What a chemical can and cannot reach — mask versus correction
A scalar threshold-lowering gain chemical, the mechanism of the catecholaminergic stimulant class, fully reverses autism's threshold fault, partly helps the output fault, and only masks the wiring fault by over-synchronisation, because scalar gain cannot re-route geometry. This is why a stimulant relieves some presentations and not others. efficacy=0; no drug-treats-autism claim is made.

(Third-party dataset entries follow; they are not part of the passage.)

PR #6132, opened 2025-08-24
[core] Introduce 'index-file-in-data-file-dir' to put index files in data dir

JingsongLi:
### Purpose

In a particularly large-scale table, if the deletion vector is enabled, such as with thousands of buckets, saving a large number of snapshots will generate millions of index files.

Millions of index files in one directory can put significant pressure on the file system, and we also support external paths. We need to support 'index-file-in-data-file-dir' to alleviate this pressure.

### Tests

In `DeletionVectorITCase`
- `testIndexFileInDataFileDir`
- `testIndexFileInIndexDir`
- `testIndexFileInDataFileDirWithExternalPath`


leaves12138 (approved):
+1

A scalar, threshold-lowering chemical — the mechanism by which the catecholaminergic stimulant class raises gain — is applied to each of the three faults of §18. It fully reverses the threshold fault, partly helps the output fault, and cannot correct the wiring fault: brute gain there raises synchrony a little but leaves the geometry untouched, so the long-range deficit is masked by over-synchronisation, not fixed. This is the model’s account of why a stimulant relieves some presentations of autism and not others — and it is stated with efficacy = 0: a mechanism, not a recommendation.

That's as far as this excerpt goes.